How can we encourage consumers to pay more attention to their mortgages? We spoke with Stefanie de Beer, senior supervisor and behavioural economist at the Dutch Authority for Financial Markets (AFM), about their research and new report, “Experimenting: Activating Learning Together.”
Financial well-being is the hallmark of a healthy society. Yet most of us do not put nearly enough thought into our financial situation. Busy with work and family life, we put off the task of overhauling our finances to an unspecified future date. All too often, this future never comes.
If we are to be financially healthy, then we need to make our finances part of our everyday lives – much in the same way that meals, exercise, and medical check-ups are routine. The problem is that tasks involving long-term finances never seem very pressing. Short due dates and high penalties motivate us to pay our bills and debts, but checking our mortgage conditions or shopping around for better investments always feel like they can be put off for tomorrow.

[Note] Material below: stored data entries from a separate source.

PR #4933, opened 2024-08-06
feat: setup `Std.Sat` with definitions of SAT and CNF

hargoniX:
Step 1 out of approximately 7 to upstream LeanSAT.

### DIFF
--- a/src/Std/Sat/CNF/Basic.lean
+++ b/src/Std/Sat/CNF/Basic.lean
@@ -5,6 +5,7 @@ Authors: Kim Morrison
 -/
 prelude
 import Init.Data.List.Lemmas
+import Init.Data.List.Impl
 import Std.Sat.CNF.Literal
 
 namespace Std


src/Std/Sat/CNF/Basic.lean
```diff
@@ -0,0 +1,188 @@
...
+import Std.Sat.CNF.Literal
+
+namespace Std
+namespace Sat
+
+/--
+A clause in a CNF.
+
+The literal `(i, b)` is satisfied is the assignment to `i` agrees with `b`.
+-/
```
tobiasgrosser, line 17:
```suggestion
The literal `(i, b)` is satisfied if the assignment to `i` agrees with `b`.
-/
```

src/Std/Sat/CNF/Literal.lean
```diff
@@ -0,0 +1,47 @@
...
+
+instance [Hashable α] : Hashable (Literal α) where
+  hash := fun x => if x.2 then hash x.1 else hash x.1 + 1
+
+instance : HSat α (Literal α) where
+  eval := fun p l => (p l.1) = l.2
+
+instance (p : α → Bool) (l : Literal α) : Decidable (p ⊨ l) := by
+  rw [HSat.eval, instHSat]
+  exact Bool.decEq (p l.fst) l.snd
```
TwoFX, line 28: Constructing `Decidable` with tactics is a bad idea (remember #4674), so this should be
```suggestion
instance (p : α → Bool) (l : Literal α) : Decidable (p ⊨ l) :=
  inferInstanceAs (Decidable (p l.1 = l.2))
```
or use `decidable_of_decidable_of_iff`.

src/Std/Sat/CNF/Basic.lean
```diff
@@ -0,0 +1,188 @@
+/-
+Copyright (c) 2024 Lean FRO, LLC. All rights reserved.
+Released under Apache 2.0 license as described in the file LICENSE.
+Authors: Scott Morrison
```
TwoFX, line 4: Maybe double-check which name to use here.

src/Std/Sat/CNF/Basic.lean
```diff
@@ -0,0 +1,188 @@
...
+Literals are identified by members of `α`.
+-/
+abbrev CNF (α : Type u) : Type u := List (CNF.Clause α)
+
+namespace CNF
+
+/--
+Evaluating a `Clause` with respect to an assignment `f`.
+-/
+def Clause.eval (f : α → Bool) (c : Clause α) : Bool := c.any fun (i, n) => f i == n
```
TwoFX, line 32: It's a bit unfortunate that the thing that is called `c` or `g` in this file is called `f` in Sat/Basic.lean and the thing called `f` here is called `p` there.

src/Std/Sat/CNF/Basic.lean
```diff
@@ -0,0 +1,188 @@
...
+
+@[simp] theorem Clause.eval_nil (f : α → Bool) : Clause.eval f [] = false := rfl
+@[simp] theorem Clause.eval_succ (f : α → Bool) :
```
TwoFX, line 35:
```suggestion
@[simp] theorem Clause.eval_cons (f : α → Bool) :
```

src/Std/Sat/CNF/Basic.lean
```diff
@@ -0,0 +1,188 @@
...
+    Clause.eval f (i :: c) = (f i.1 == i.2 || Clause.eval f c) := rfl
+
+/--
+Evaluating a `CNF` formula with respect to an assignment `f`.
+-/
+def eval (f : α → Bool) (g : CNF α) : Bool := g.all fun c => c.eval f
+
+@[simp] theorem eval_nil (f : α → Bool) : eval f [] = true := rfl
+@[simp] theorem eval_succ (f : α → Bool) : eval f (c :: g) = (c.eval f && eval f g) := rfl
```
TwoFX, line 44:
```suggestion
@[simp] theorem eval_cons (f : α → Bool) : eval f (c :: g) = (c.eval f && eval f g) := rfl
```

src/Std/Sat/CNF/Basic.lean
```diff
@@ -0,0 +1,188 @@
...
+@[simp] theorem eval_append (f : α → Bool) (g h : CNF α) :
+    eval f (g ++ h) = (eval f g && eval f h) := List.all_append
+
+instance : HSat α (Clause α) where
+  eval assign clause := Clause.eval assign clause
+
+instance : HSat α (CNF α) where
+  eval assign cnf := eval assign cnf
+
+@[simp] theorem unsat_nil_iff_false : unsatisfiable α ([] : CNF α) ↔ False :=
```
TwoFX, line 55: I think that the normal way to write this would just be
```suggestion
@[simp] theorem not_unsatisfiable_nil : ¬unsatisfiable α ([] : CNF α) :=
```
and `simp` should still be able to apply it.

src/Std/Sat/CNF/Basic.lean
```diff
@@ -0,0 +1,188 @@
...
+@[simp] theorem sat_nil {assign : α → Bool} : assign ⊨ ([] : CNF α) ↔ True := by
+  simp [(· ⊨ ·)]
+
+@[simp] theorem unsat_nil_cons {g : CNF α} : unsatisfiable α ([] :: g) ↔ True := by
+  simp [unsatisfiable, (· ⊨ ·)]
+
+namespace Clause
+
+/--
+Literal `a` occurs in `Clause` `c`.
```
TwoFX, line 67: I think it this should be
```suggestion
Variable `a` occurs in `Clause` `c`.
```
(and similar below)

src/Std/Sat/CNF/Basic.lean
```diff
@@ -0,0 +1,188 @@
...
+
+/--
+Literal `a` occurs in `CNF` formula `g`.
+-/
+def mem (a : α) (g : CNF α) : Prop := ∃ c, c ∈ g ∧ c.mem a
+
+instance {a : α} {g : CNF α} [DecidableEq α] : Decidable (mem a g) :=
+  inferInstanceAs <| Decidable (∃ _, _)
+
+theorem any_nonEmpty_iff_exists_mem {g : CNF α} :
```
TwoFX, line 112:
```suggestion
theorem any_not_isEmpty_iff_exists_mem {g : CNF α} :
```

src/Std/Sat/CNF/Basic.lean
```diff
@@ -0,0 +1,188 @@
...
+  . intro h
+    rcases h with ⟨lit, clause, ⟨hclause1, hclause2⟩⟩
+    exists clause
+    constructor
+    . assumption
+    . cases hclause2 with
+      | inl hl => exact Exists.intro _ hl
+      | inr hr => exact Exists.intro _ hr
+
+@[simp] theorem not_mem_cons : (¬ ∃ a, mem a g) ↔ ∃ n, g = List.replicate n [] := by
```
TwoFX, line 133:
```suggestion
@[simp] theorem not_exists_mem : (¬ ∃ a, mem a g) ↔ ∃ n, g = List.replicate n [] := by
```

src/Std/Sat/CNF/RelabelFin.lean
```diff
@@ -0,0 +1,139 @@
...
+  simp only [mem] at hlit
+  rcases h with ⟨_, hbar⟩
+  cases hlit
+  all_goals
+    have := hbar (lit, _) (by assumption)
+    omega
+
+theorem Clause.maxLiteral_eq_some_of_mem (c : Clause Nat) (h : mem l c)
+    : ∃ maxLit, c.maxLiteral = some maxLit := by
+  dsimp[mem] at h
```
TwoFX, line 34:
```suggestion
  dsimp [mem] at h
```

src/Std/Sat/CNF/RelabelFin.lean
```diff
@@ -0,0 +1,139 @@
...
+  cases h <;> rename_i h
+  all_goals
+    have h1 := List.ne_nil_of_mem h
+    have h2 := not_congr <| @List.maximum?_eq_none_iff _ (c.map (·.1)) _
+    simp[← Option.ne_none_iff_exists', h1, h2, maxLiteral]
```
TwoFX, line 39:
```suggestion
    simp [← Option.ne_none_iff_exists', h1, h2, maxLiteral]
```

TwoFX (commented):
I've been thinking a bit more about where to put this stuff. Do we envision any users of this material outside of LeanSAT? If not, then putting this in `Lean/Elab/Tactic` instead of `Std` might be a better idea.

src/Std/Sat/Basic.lean
```diff
@@ -0,0 +1,141 @@
...
+import Init.NotationExtra
+
+namespace Std
+namespace Sat
+
+/--
+For variables of type `α` and formulas of type `β`, `HSat.eval a f` is meant to determine whether
+a formula `f` is true under assignment `a`.
+-/
+class HSat (α : Type u) (β : Type v) :=
```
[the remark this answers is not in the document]
hargoniX: I did consider this as well but that's not possible. Later in LeanSAT there is an instance:
```
instance {n : Nat} : HSat (PosFin n) (Array Assignment) where
  eval := fun p arr => ∀ i : PosFin n, ¬(hasAssignment (¬p i) arr[i.1]!)
```
in the LRAT checker. This instance will be rejected because `n` cannot be inferred from the non out param `Array Assignment`.

src/Std/Sat/CNF/Basic.lean
```diff
@@ -0,0 +1,188 @@
...
+@[simp] theorem Clause.eval_nil (a : α → Bool) : Clause.eval a [] = false := rfl
+@[simp] theorem Clause.eval_cons (a : α → Bool) :
+    Clause.eval a (i :: c) = (a i.1 == i.2 || Clause.eval a c) := rfl
+
+/--
+Evaluating a `CNF` formula with respect to an assignment `a`.
+-/
+def eval (a : α → Bool) (f : CNF α) : Bool := f.all fun c => c.eval a
+
+@[simp] theorem eval_nil (a : α → Bool) : eval a [] = true := rfl
```
TwoFX, line 43: Currently you develop half of the theory about clauses and CNFs in terms of `⊨`/`Unsatisfiable` and the other half in terms of the two `eval` methods. This is generally considered to be subobtimal design, because it makes the API difficult to discover and requires knowing when to magically unfold using `simp [(· ⊨ ·)]` to jump from one layer to the next (which then magically has completely different simp normal forms!). It would be much nicer if there was only one theorem `eval_def` for each of the `eval`s and all of the theory (like `eval_nil,` `eval_cons`, and also downstream things like `eval_relabel` are stated in terms of `⊨` instead of `eval`.

src/Std/Sat/CNF/Basic.lean
```diff
@@ -0,0 +1,189 @@
...
+@[simp] theorem eval_cons (a : α → Bool) : eval a (c :: f) = (c.eval a && eval a f) := rfl
+
+@[simp] theorem eval_append (a : α → Bool) (f1 f2 : CNF α) :
+    eval a (f1 ++ f2) = (eval a f1 && eval a f2) := List.all_append
+
+def sat (a : α → Bool) (f : CNF α) : Prop := eval a f = true
```
TwoFX, line 49:
```suggestion
def Sat (a : α → Bool) (f : CNF α) : Prop := eval a f = true
```

src/Std/Sat/CNF/Basic.lean
```diff
@@ -0,0 +1,189 @@
...
+def unsat (f : CNF α) : Prop := ∀ a, eval a f = false
+
+theorem sat_def (a : α → Bool) (f : CNF α) : sat a f ↔ (eval a f = true) := by rfl
+theorem unsat_def (f : CNF α) : unsat f ↔ (∀ a, eval a f = false) := by rfl
+
+
+@[simp] theorem not_unsatisfiable_nil : ¬unsat ([] : CNF α) :=
```
TwoFX, line 56:
```suggestion
@[simp] theorem not_unsat_nil : ¬unsat ([] : CNF α) :=
```

src/Std/Sat/CNF/RelabelFin.lean
```diff
@@ -0,0 +1,139 @@
...
+    f.relabel fun i =>
+      if w : i < n then
+        -- This branch will always hold
+        ⟨i, w⟩
+      else
+        ⟨0, numLiterals_pos h.choose_spec⟩
+  else
+    List.replicate f.length []
+
+theorem unsat_relabelFin {f : CNF Nat} :
```
TwoFX, line 116: This looks like a good `@[simp]` lemma?

TwoFX (approved):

As part of a broader series of experiments aimed at promoting consumer choice, the AFM, ING and Florius carried out behavioural science experiments with Dutch people who hold interest-only mortgages.

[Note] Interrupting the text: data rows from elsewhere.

PR #4946, opened 2024-08-07
doc: Added make doc alternative to `nproc` on MacOS

ydewit:
Just a small addition to include `sysctl -n hw.physicalcpu` as the alternative to `nproc` on MacOS.


Kha:
Duplicate of #4647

According to the report, some interest-only mortgages are risky because holders cannot always afford to pay off or repay their loan when the interest-free period ends. Even if holders can repay their loan, affordability is an issue for some of them. It is important to nudge consumers towards assessing their ability to repay, and perhaps making voluntary repayments or taking other actions to decrease risk.
The researchers used several methods to nudge consumers. In both experiments, there was a control group and a group that received a new treatment. In the ING experiment, a group of customers were sent a text message to remind them to open a message online about paying off their mortgage. In the Florius experiment, 1000 (out of 5000) customers received a letter and a voucher that partially covered the cost of financial advice.

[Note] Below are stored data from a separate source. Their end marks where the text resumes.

PR #4950, opened 2024-08-07
feat: revamp file IO, this time Windows compatible

hargoniX:
This implements a naive version of `getline` because Windows does not have `getline`. Given the fact that `FILE` has buffered IO, calling `fgetc` in a loop is not as big of a performance hazard as it might seem at first glance.

The proper solution to this would of course be to have our own buffered IO so we are fully in charge of the buffer. In this situation we could check the entire buffer for a newline at once instead of char by char. However that is not going to happen for the near future so I propose we stay with this implementation. If reading individual lines of a file does truly end up being the performance bottle neck we have already won^^.


hargoniX:
The failing check is a race condition introduced by a different bug on master. The key point of this PR: Make bootstrapping and in general Lean compile and run on all architectures again. is achieved so I'll merge.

The research with ING indicated that the text messages encouraged consumers to open their online messages. Almost 66% of customers opened the message after receiving the SMS, compared to only 52% of people who did not receive the SMS.
Florius’s combination of a letter and voucher also increased the number of customers taking action from 5% to almost 9%. Moreover, these customers tended to take concrete action to improve their financial situation.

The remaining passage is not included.